Re: Riak CS: avoiding RAM overflow and OOM killer

DeadZen
ok I loled at this. then got worries trump could win a node election.

anyways. 24gigs per riak server is not a bad safe bet.
Erlang in general is ram heavy. It uses it more effectively then most languages wrt concurrency, but ram is the fuel for concurrency and buffer for operations, especially dumb operations involving large orange loud-mouth objects.. as pointed out you can increase cumulative resources by adding more physical nodes. and there is a trade off for adding more virtual nodes. theres also an IPC trade off adding more then a few dozen physical nodes in the same cluster. Theres also possiby a trade off using riak ts and riak kv in the same cluster. Nothing but tradeoffs.

On Tue, Nov 22, 2016 at 12:29 PM Alexander Sicular <[hidden email]> wrote:
Hi Daniel,

Ya, I'm not surprised you're having issues. 4GB ram is woefully underspecd. 😔

🤓Stupid math:

3e7 x 3 (replication) / 9 = 1e7 minimum objects per node ( absolutely more due to obj > 1MB size )

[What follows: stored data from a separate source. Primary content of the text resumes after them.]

PR #2466, opened 2022-03-23
fix(transition): Retain index route match in layout form submission revalidation

brophdawg11:
When submitting an action from a layout route, we were losing the nested index route during revalidation.

Reproducible in https://github.com/jacob-ebey/bad-matches-bug

- [x] Docs - n/a
- [x] Tests

### DIFF
--- a/packages/remix-react/transition.ts
+++ b/packages/remix-react/transition.ts
@@ -629,7 +629,7 @@ export function createTransitionManager(init: TransitionManagerInit) {
   ) {
     let match = matches.slice(-1)[0];
 
-    if (!isIndexRequestUrl(url) && match.route.id.endsWith("/index")) {
+    if (!isIndexRequestUrl(url) && match.route.index) {
       return matches.slice(-2)[0];
     }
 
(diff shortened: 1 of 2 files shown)


packages/remix-react/transition.ts
```diff
@@ -1053,14 +1053,18 @@ export function createTransitionManager(init: TransitionManagerInit) {
...
+    // to run on layout/index routes.  We do not want to mutate the eventual
+    // matches used for revalidation
+    let actionMatches = matches;
     if (
-      !isIndexRequestAction(submission.action) &&
-      matches[matches.length - 1].route.id.endsWith("/index")
+      !isIndexRequestUrl(createUrl(submission.action)) &&
+      actionMatches[matches.length - 1].route.index
     ) {
-      matches = matches.slice(0, -1);
```
brophdawg11, line 1060: This as the bug - by mutating in place prior to getting the `leafMatch` we were causing the trimmed `matches` to persist through revalidation

brophdawg11: I also updated this to use the new `isIndexRequestUrl` which was doing the same thing as `isIndexRequestAction`

PR #2471, opened 2022-03-23
feat(codemod): replace-remix-imports

pcattori:
Throw an error if Remix is a:
- Side-effect import: `import 'remix'` (TODO)
- Default import: `import Remix from 'remix'`
- Namespace import: `import * as Remix from 'remix'`
The error should direct users to replace these^ imports with named imports.

Example input:

```tsx
import { isCookie, createCookie, RemixServer, Meta } from 'remix'
import { ScrollRestoration, createCookie as blah, yo, Link } from 'remix'
import type { ActionFunction } from 'remix'
import type { LoaderFunction as LF, FormProps as FP  } from 'remix'
import React, * as blah2 from 'react'

import { hook } from './lib'

const a = 1
console.log('blah')
```

- [ ] Docs
- [ ] Tests

### DIFF
--- a/examples/basic/app/entry.client.tsx
+++ b/examples/basic/app/entry.client.tsx
@@ -1,4 +1,4 @@
 import { hydrate } from "react-dom";
-import { RemixBrowser } from "remix";
+import { RemixBrowser } from "@remix-run/react";
 
 hydrate(<RemixBrowser />, document);
--- a/examples/basic/app/entry.server.tsx
+++ b/examples/basic/app/entry.server.tsx
@@ -1,6 +1,6 @@
 import { renderToString } from "react-dom/server";
-import { RemixServer } from "remix";
-import type { EntryContext } from "remix";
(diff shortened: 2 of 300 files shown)


pcattori:
Added a commit applying the codemod to `examples/`

mjackson:
Can we have the codemod also remove the `remix` entry in package.json? /cc @MichaelDeBoey

pcattori:
> Can we have the codemod also remove the `remix` entry in package.json? /cc @MichaelDeBoey

The transform itself is for modifying javascript packages, but the `codemod` command that calls the transform can certainly do that

MichaelDeBoey:
> the `codemod` command that calls the transform can certainly do that.

That's indeed what I was thinking too

MichaelDeBoey:
@pcattori Since #2430 is merged & we have #2575 & #2585 run with latest version of the codemod, I think we can close this one?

1e7 x ~400 bytes per obj in ram = 4e9 ram per node just for bitcask. Aka 4 GB. 

You already hit your limit. We can stop here. Done. End of. ☠️

🤔But let's continue for funzies😋. 

Assuming defaults:

Default ring_size = 64 / 9 nodes ~ 7 virtual nodes per physical node. 

Default leveldb ram allocation = 70%

Leveldb operates, aka consumes resources including ram, on a vnode basis. It likes to consume ram on the order of 300MB through 2.5GB per vnode, increasing in performance till it caps. Even if you did switch everything to level you'd still be redlined. 

Bottom line is that bitcask, leveldb and your OS are fighting for ram all day 'ery day😡. Why you hate them and make them fight like that?😩 Not nice! (Trumpisms!)🤓

-Alexander

ps. You probably want to bump to 128 ring size. More vnodes equals more parallelism, but also means more resource consumption. You prob want min 8 (v)CPU and 16GB min ram. YMMV, check my math. 

pps. If you don't want to double your per VM cost (aws ec2, etc) you could add nodes to the cluster. Because Riak uniformly distributes data around the cluster adding nodes increase total resources to the cluster, reduces number of objects allocated to each node. The converse is also true, if you double your node size you could halve your node count. That said, systems like Riak like prefer more nodes. It's just a math game. 

@siculars

Sent from my iRotaryPhone

On Nov 22, 2016, at 08:51, Daniel Miller <[hidden email]> wrote:

Hi Alexander,

Thanks for responding.

> How many nodes?

We currently have 9 nodes in our cluster.


> How much ram per node?

Each node has 4GB of ram and 4GB of swap. The memory levels (ram + swap) on each node are currently between 4GB and 5.5GB.


> How many objects (files)? What is the average file size?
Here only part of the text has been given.